What would happen if a person subject to such a Scope of Practice acts, or is permitted or directed to act, outside of that scope, and in doing so, a patient is harmed? In the example above, suppose that the person deciding on and implementing the management of the patient with the airway problem was in fact an Anaesthesia Associate and that acting autonomously in such a potentially serious situation was outside the Scope of Practice set by the Royal College. The patient or their family might then proceed to take action for medical negligence against the AA, the supervisor and the employer.
When the case comes to court, the main bone of contention could be whether acting beyond the Scope of Practice amounts to conduct falling below the standard expected of a reasonably competent AA. If so, how much weight is the judge likely to attach to it? Does acting outside the Scope complicate or aggravate the situation?
What might a judge decide?
It is difficult to imagine that a judge would not consider all of these issues fundamental to their decision-making. A Scope of Practice from a professional body is unlikely to have been carelessly or flippantly constructed; it will have been considered and drawn up by experts in the discipline, put out for consultation and review, and amended and re-amended before it is issued. It will have at its heart the protection of patients and will aim to uphold the highest standards of clinical practice. I cannot see that any judge could reasonably fail to take account of that.
This means in my view that, in an appropriate case, a judge is highly likely to take account of the content of the College Scope and to use it to assess the standards of conduct expected of those subject to it. It will of course not be the only relevant consideration, but it is difficult to conceive of an instance where it would not be influential.
It is likely that opposing voices will be heard: those who think the scope is wrong or inappropriate, is too restrictive, or does not take account of individual training or competence (something which in reality no scope can feasibly do). However, if the judge views the scope as having a pivotal role in their decision-making, it may ultimately not matter that there are opposing views
Of course, these matters are rarely straightforward; the evidence is unlikely to be equally balanced – one body of opinion, whether it relates to medical treatment or to the relevance of a Scope of Practice, may carry more weight than another.

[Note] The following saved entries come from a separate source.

Issue #7958, opened 2021-08-02
[MNG-7205] Simplify/unify Cygwin/MingGW handling in startup scripts


jira-importer:
**[Michael Osipov](https://issues.apache.org/jira/secure/ViewProfile.jspa?name=michael-o)** opened **[MNG-7205](https://issues.apache.org/jira/browse/MNG-7205?redirect=false)** and commented

Current issues are:
* Variables are touched which aren't used anymore
* Not all variables are converted back and forth
* MinGW 2 now fully uses `cygpath` so there is no reason to make a difference here

---

**Remote Links:**
- [GitHub Pull Request #520
](https://github.com/apache/maven/pull/520)
- [Filesystem Paths
](https://www.msys2.org/docs/filesystem-paths/)

**Backported to:** [4.0.0-alpha-2](https://github.com/apache/maven/milestone/113?closed=1)

jira-importer:
**[Michael Osipov](https://issues.apache.org/jira/secure/ViewProfile.jspa?name=michael-o)** commented

Fixed with [5acdfb665035c5e57c50a9f8198dee53da674df6](https://gitbox.apache.org/repos/asf?p=maven.git&a=commit&h=5acdfb665035c5e57c50a9f8198dee53da674df6).

PR #12546, opened 2026-07-27
Convert paths for MSYS2 and jvm.config placeholders in bin/mvn

### LINKED ISSUE #12537: Backport #7958 (MNG-7205) to the 3.x line: convert paths for MinGW in `bin/mvn`
## Description

The `bin/mvn` script of the 3.x line converts `MAVEN_PROJECTBASEDIR` to Windows format only for Cygwin:

```sh
# For Cygwin, switch project base directory path to Windows format before
# executing Maven otherwise this will cause Maven not to consider it.
if $cygwin ; then
  [ -n "$MAVEN_PROJECTBASEDIR" ] &&
  MAVEN_PROJECTBASEDIR=`cygpath --path --windows "$MAVEN_PROJECTBASEDIR"`
fi
```

Under MinGW (e.g., Git Bash, used by `shell: bash` steps on GitHub Actions Windows runners) the POSIX path falls through to `exec java "-Dmaven.multiModuleProjectDirectory=/d/a/..."`, where the [MSYS2 argument conversion](https://www.msys2.org/docs/filesystem-paths/) rewrites it to the mixed form `D:/a/...` with forward slashes.

While `/` and `\` are equivalent for the Win32 API, the mixed form breaks some applications and plugins. Passing the canonical representation of Windows paths to the JVM would prevent this class of problem.

The `main` branch already handles MinGW like Cygwin since #7958 (merged via #520, released in 4.0.0-alpha-2); this is safe because MSYS2 ships `cygpath`. Please consider backporting that change to the 3.x line.

## Context

Currently due to a bug in Apache RAT `0.17`-`0.18` (fixed by [RAT-559](https://issues.apache.org/jira/browse/RAT-559), not yet released), we can not use `${maven.multiModuleProjectDirectory}/.rat-excludes` as the location of the exclusion file. The bug is of course in Apache RAT, but since Maven 4.x already handles MinGW and Cygwin alike, backporting the patch would work around the problem.

Hiteshsai007:
The launcher already converted POSIX paths to their native Windows form for Cygwin and MinGW (GH-7958), but a few paths still reached the JVM in a mangled or mixed form:

* uname(1) reports MSYS_NT-* for the MSYS2 shell, which did not match the MINGW* pattern, so no conversion happened at all there. The MSYS2 argument conversion then rewrote the POSIX path into the mixed form D:/a/... instead of D:\a\...

* ${MAVEN_PROJECTBASEDIR} placeholders in .mvn/jvm.config were expanded with the POSIX path, since JvmConfigParser was invoked before the conversion took place. The base directory is now converted upfront and both representations are kept: the POSIX one to locate jvm.config from the shell, the native one for everything handed over to the JVM.

* -Dlibrary.jline.path was built by appending /lib/jline-native to the already converted MAVEN_HOME, producing C:\maven/lib/jline-native. It is now converted on its own.

Additionally, the output of JvmConfigParser and of the base directory lookup is printed with printf instead of echo. Several POSIX shells (dash and other Almquist derivatives commonly installed as /bin/sh) expand backslash escapes in echo, which corrupts Windows paths, and the conversion is guarded so a missing cygpath(1) warns and falls back to POSIX paths rather than passing empty paths to the JVM.

A shell test covering all of the above is added; it stubs uname, cygpath and java so the Windows-only code paths can be exercised on any platform, and it can be run on any platform or wired into CI.

Fixes GH-12537

### DIFF
--- a/apache-maven/pom.xml
+++ b/apache-maven/pom.xml
@@ -455,5 +455,41 @@ under the License.
         <finalName>${project.artifactId}</finalName>
       </build>
     </profile>
+    <!-- Runs the bin/mvn path conversion test as part of the build. The test is
+         a POSIX shell script driving the launcher, so it only applies to the
+         platforms that use bin/mvn; Windows ships and runs bin/mvn.cmd. -->
+    <profile>
+      <id>shell-script-tests</id>
+      <activation>
+        <os>
+          <family>unix</family>
+        </os>
+      </activation>
+      <build>
+        <plugins>
+          <plugin>
+            <groupId>org.codehaus.mojo</groupId>
+            <artifactId>exec-maven-plugin</artifactId>
+            <version>3.6.3</version>
+            <executions>
+              <execution>
+                <id>test-mvn-path-conversion</id>
+                <goals>
+                  <goal>exec</goal>
+                </goals>
+                <phase>test</phase>
+                <configuration>
+                  <skip>${skipTests}</skip>
+                  <executable>sh</executable>
+                  <arguments>
+                    <argument>${project.basedir}/src/test/scripts/test-mvn-path-conversion.sh</argument>
+                  </arguments>
+                </configuration>
+              </execution>
+            </executions>
+          </plugin>
+        </plugins>
+      </build>
+    </profile>
   </profiles>
 </project>
--- a/apache-maven/src/assembly/maven/bin/mvn
+++ b/apache-maven/src/assembly/maven/bin/mvn
@@ -46,13 +46,36 @@ if [ -z "$MAVEN_SKIP_RC" ] ; then
 
 fi
 
+# Note on echo vs printf: several POSIX shells (dash and the other Almquist
+# derivatives commonly installed as /bin/sh) expand backslash escapes in echo.
+# Windows paths are full of backslashes, so C:\tmp\build would be printed with a
+# tab in place of \t. Every value that may hold a path is therefore emitted with
+# printf '%s' rather than echo; plain literals may still use echo.
+
 # OS specific support. $var _must_ be set to either true or false.
+# MINGW* matches the MinGW32/MinGW64 shells (e.g. Git Bash, the shell used by
+# "shell: bash" steps of GitHub Actions Windows runners), MSYS* the MSYS2 shell.
+# All of them run on top of a POSIX emulation layer that mangles POSIX paths
+# passed to native (Windows) processes such as the JVM, so paths have to be
+# converted to their native Windows form explicitly.
 cygwin=false;
 mingw=false;
 case "`uname`" in
   CYGWIN*) cygwin=true;;
-  MINGW*) mingw=true;;
+  MINGW*|MSYS*) mingw=true;;
 esac
+
+# Cygwin and MSYS2 both ship cygpath(1), but bail out of the path conversion if
+# it is unexpectedly missing: substituting empty paths would break the launch in
+# a way that is much harder to diagnose than keeping the POSIX paths.
+if $cygwin || $mingw ; then
+  if ! ( \unset -f command; \command -v cygpath ) > /dev/null 2>&1 ; then
+    echo "Warning: cygpath was not found on the PATH, Apache Maven cannot convert paths to the Windows format." >&2
+    echo "Some plugins may misbehave when they receive POSIX paths." >&2
+    cygwin=false
+    mingw=false
+  fi
+fi
 
 ## resolve links - $0 may be a link to Maven's home
 PRG="$0"
@@ -94,7 +117,7 @@ if [ -n "$JAVA_HOME" ] ; then
 
     if [ ! -x "$JAVACMD" ] ; then
       echo "The JAVA_HOME environment variable is not defined correctly, so Apache Maven cannot be started." >&2
-      echo "JAVA_HOME is set to \"$JAVA_HOME\", but \"\$JAVA_HOME/bin/java\" does not exist." >&2
+      printf 'JAVA_HOME is set to "%s", but "$JAVA_HOME/bin/java" does not exist.\n' "$JAVA_HOME" >&2
       exit 1
     fi
   fi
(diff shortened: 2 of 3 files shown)


gnodet (commented):
**First review** — well-crafted PR! The core changes (MSYS* detection, native basedir split, JLINE_NATIVE_PATH, cygpath safety guard) are all correct and elegant.

Three minor observations:

1. **Debug `echo` with Windows paths** (line 182) — The debug line references `$MAVEN_PROJECTBASEDIR_NATIVE` but still uses `echo`. On dash/Almquist shells, `echo` interprets backslash sequences, so a Windows path like `C:\foo\bar` could corrupt `\f`/`\b`. Consider using `printf` for consistency with the PR's own rationale for the echo→printf changes elsewhere:
   ```suggestion
   printf '[DEBUG] Parser arguments: %s %s %s\n' "$MAVEN_HOME/bin/JvmConfigParser.java" "$1" "$MAVEN_PROJECTBASEDIR_NATIVE" >&2
   ```

2. **Same issue on line 198** — `echo "[DEBUG] JvmConfigParser output: $parser_output"` now carries Windows paths in `$parser_output`. Same backslash risk:
   ```suggestion
   printf '[DEBUG] JvmConfigParser output: %s\n' "$parser_output" >&2
   ```

3. **Test not wired into CI** — `test-mvn-path-conversion.sh` is standalone. Future changes could regress path handling without anyone running it. Consider hooking it into the build or adding a note about integration.

Overall the approach is solid — the ordering of operations (converting basedir upfront for JvmConfigParser while keeping POSIX form for shell file access) is well thought out, and the test coverage across CYGWIN/MINGW/MSYS variants is comprehensive.

Hiteshsai007:
Thanks for the review, @gnodet — all three points addressed in the force-push to `033146e`.

**1 & 2 — `echo` → `printf` in the debug logging**

You were right, and it was a real inconsistency: the PR argued that `echo` corrupts Windows paths, then kept using `echo` for the debug output. With `MAVEN_DEBUG_SCRIPT=1` under dash, `C:\tmp\build` was printed as `C:<tab>mp\build`.

I went slightly wider than the two lines flagged, since the same flaw applied elsewhere in the script. Every statement that interpolates a path now uses `printf '%s'`:

- `[DEBUG] Parser arguments:` and `[DEBUG] JvmConfigParser output:` (the two you pointed out)
- `[DEBUG] Found jvm.config file at:` and `Running JvmConfigParser with Java:`
- The three error-path lines: `jvm.config path:`, `Maven basedir:`, `Java command:`
- `[DEBUG] Final MAVEN_OPTS:`
- The `JAVA_HOME is set to "..."` diagnostic — pre-existing, same problem

Three `echo` calls remain deliberately: a numeric exit code and two literal strings with no interpolation. The rationale comment moved to the top of the script so it governs the whole file rather than sitting at one call site.

**3 — Test wired into the build**

Rather than just documenting it, the test now runs under `mvn verify` via `exec-maven-plugin`, bound to the `test` phase in a `shell-script-tests` profile activated on `<family>unix</family>` (it drives the POSIX `bin/mvn`; Windows ships `mvn.cmd`). It honours `-DskipTests`.

**Test coverage**

Added an assertion on the debug output that reproduces the exact problem you raised — it fails when those statements are reverted to `echo` and passes with `printf`, so this can't silently regress.

Also fixed a bug in the test harness itself that I'd missed: it appended the ambient `PATH` to the stub directory, so on a real Cygwin/MSYS2 machine the genuine `cygpath` was picked up and the missing-`cygpath` fallback was never exercised. The launcher now runs with a `PATH` containing only the stubs, which makes the result identical on every platform. Consequently the stubs use shell built-ins exclusively.

Now 29 assertions, verified green under `sh`, `dash`, `bash` and `busybox sh`, and still reporting 13 failures against the unpatched launcher.

**One note on scope:** this targets `master` (4.x), whereas #12537 asks specifically for a `maven-3.10.x` backport, so I've changed the trailer to `Related to` rather than `Fixes`. Points 1, 3 and the `echo`/`printf` issue apply equally to the 3.x script — happy to open a separate PR against `maven-3.10.x` if that's useful.

gnodet (approved):
All three concerns from the previous review are addressed in the new commit:

1. ✅ Debug echo with `$MAVEN_PROJECTBASEDIR_NATIVE` now uses `printf`
2. ✅ Debug echo with `$parser_output` now uses `printf`
3. ✅ Test is now wired into the build via `exec-maven-plugin` in a unix-only profile

The architecture is sound — POSIX form for shell file access, Windows-converted form for the JVM. The cygpath safety guard and test coverage (Linux, CYGWIN, MINGW32, MINGW64, MSYS_NT, missing-cygpath fallback, dash/Almquist shell escape handling) are thorough.

gnodet:
The macOS CI failures (all 22 assertion failures in `test-mvn-path-conversion.sh`) are caused by a double-slash in the temp directory path.

**Root cause:** On macOS, `$TMPDIR` ends with a trailing `/` (e.g. `/var/folders/.../T/`). When the test runs `mktemp -d "${TMPDIR}/mvn-path-conversion.XXXXXX"`, it produces a path with `//` (e.g. `.../T//mvn-path-conversion.XNBzZw`). The `pwd` builtin inside the `mvn` launcher normalizes this to a single `/`, so every assertion comparing the test's `$project_dir` / `$maven_home` against the actual launcher output mismatches.

**Fix:** Normalize `work_dir` through `cd/pwd` right after `mktemp`:
```sh
work_dir=`mktemp -d "${TMPDIR:-/tmp}/mvn-path-conversion.XXXXXX"`
work_dir=`cd "$work_dir" && pwd`
```

I've opened #12563 with this one-line fix applied on top of this PR's commit.

Hiteshsai007:
The macOS failures were a bug in my test harness (double slash from mktemp when TMPDIR has a trailing slash), not the launcher — which is why only macOS was affected while Linux and Windows passed.

@gnodet has fixed it in #12563, which includes my commit 033146e plus the normalisation. Happy to close this in favour of that PR, or to push the one-line fix here if you'd prefer to keep this one — whichever is easier for you.

gnodet (commented):
New commit (afcb7db7) looks good — normalizes the temp dir path through `cd`/`pwd` after `mktemp` to avoid the double-slash issue on macOS where `$TMPDIR` ends with a trailing slash. Clean fix. Prior APPROVE still stands.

But in my opinion, and with all appropriate caveats that implies, in an appropriate case, the views of the Royal Colleges, upholding the boundaries and integrity of their respective disciplines, are likely to hold considerable sway in any legal action of this kind. This may well outweigh the views of an individual, a group of clinicians, or a generalist medical organisation.
Note: These comments represent my personal views only. I have researched and taught in this general legal area, but I do not hold myself out as an expert. I do not give legal advice and nothing written here should be interpreted as such. Anyone involved in a medical negligence or other legal matter should seek advice from a specialist solicitor, Union or professional body.